Author’s Note

Definition of ‘black’, ‘white’, ‘Coloured’, ‘Indian’ and other groups as used in the text

In 1993 South Africa’s population was guestimated to be 41 million, of whom 76 per cent were black, 13 per cent white, 8.5 per cent Coloured and 2.5 per cent Indian.

It is politically correct to describe as ‘black’ all South Africans who are not white. This usage is understandable, in reaction to the Population Registration Act and all that went with it, yet for the sake of clarity I have eschewed it. South Africa’s Indian citizens are South Africans as the white citizens are South Africans. But they are not blacks. Nor are the Cape Coloureds, to whom I refer as ‘Coloureds’. Their ancestry is no more than one-third African, the other components being Asian and European. The Griquas are also mixed, the result of Boer/San or Boer/Khoikhoi interbreeding in centuries past. The copper-skinned San (or Bushmen) and Khoikhoi (or Hottentots) were the original inhabitants of the southern regions of Africa, and the only inhabitants of the Cape and its hinterland when the first Dutch settlers arrived in 1652.

In general, South Africa’s whites are either Afrikaners (formerly known as Boers) or English-speakers. Afrikaners are descended from the earliest European settlers: Dutch, French Huguenot, German. Most English-speakers are descended from the British who settled in the Cape Colony and Natal in the nineteenth century. However, this category by now includes Jews from Russia and Central Europe, southern Europeans who were encouraged to migrate – to increase the white population – during the 1950s, and some 150,000 Portuguese ‘refugees’ from Angola and Mozambique who were welcomed by the apartheid state when their degenerate ‘empire’ abruptly collapsed in 1974.

I have revived the obsolete term ‘Boer’ to describe Afrikaner farmers, a dwindling breed for many of whom I developed – much to my surprise – a great affection. The urbanized Afrikaners are very different from their rural cousins; the use of ‘Boer’ (which simply means ‘farmer’) is my way of emphasizing the difference.

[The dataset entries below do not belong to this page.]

PR #109, opened 2021-02-09
[11.0][FIX] Check database existence before initializing it

### LINKED ISSUE #108: Odoo crashes after dropping a database
It might happen that a database is deleted, expecially while developing new features.
If module `base_rest` is installed in at least one DB (even the deleted one), the `get_request` override in `base_rest/http.py` will eventually try to initialize the deleted database without checking if it still exists. So when the `odoo.registry(db)` line is reached, Odoo tries to initialize a Registry for a non existing database, and it crashes.

PRs:

- [ ] 11.0: #109
- [x] 12.0: #110
- [x] 13.0: #111
- [x] 14.0: #112

SilvioGregorini:
Closes #108

### DIFF
--- a/base_rest/http.py
+++ b/base_rest/http.py
@@ -191,7 +191,7 @@ ori_get_request = Root.get_request
 
 def get_request(self, httprequest):
     db = httprequest.session.db
-    if db:
+    if db and odoo.service.db.exp_db_exist(db):
         # on the very first request processed by a worker,
         # registry is not loaded yet
         # so we enforce its loading here to make sure that


matteoopenf (approved):

lmignon:
Thank you @SilvioGregorini
We have to fix travis in order to merge your PR.

SilvioGregorini:
@lmignon in the meanwhile, should I open the same PR for other versions of the module (12, 13, 14)?

lmignon:
> @lmignon in the meanwhile, should I open the same PR for other versions of the module (12, 13, 14)?

For sure

matteoopenf:
Is it possible merge?

simahawk:
already merged on next versions but still red here.
@SilvioC2C can you have a look?

SilvioC2C:
@simahawk apparently we're having a dependency conflict issue with `pre-commit`:
```
    The conflict is caused by:
        pylint-odoo 3.5.0 depends on pylint==2.5.3; python_version >= "3"
        pylint-plugin-utils 0.6 depends on pylint>=1.7
        pre-commit-dummy-package 0.0.0 depends on pylint==2.3.1
    
    To fix this you could try to:
    1. loosen the range of package versions you've specified
    2. remove package versions to allow pip attempt to solve the dependency conflict
```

Another difference in need of emphasizing is that between South Africa’s so-called Communists and all other Communists. The apartheid regime, set up at the start of the Cold War, immediately jumped on the West’s anti-Communist bandwagon. For the next forty-five years many opponents of apartheid, however impeccable their Christian/liberal/capitalist credentials, were defined as ‘Communists’ and treated as criminals.

Glossary

Acronyms are usually spelled out in full on first mention. All are listed in the Glossary, as are Afrikaans and other local words.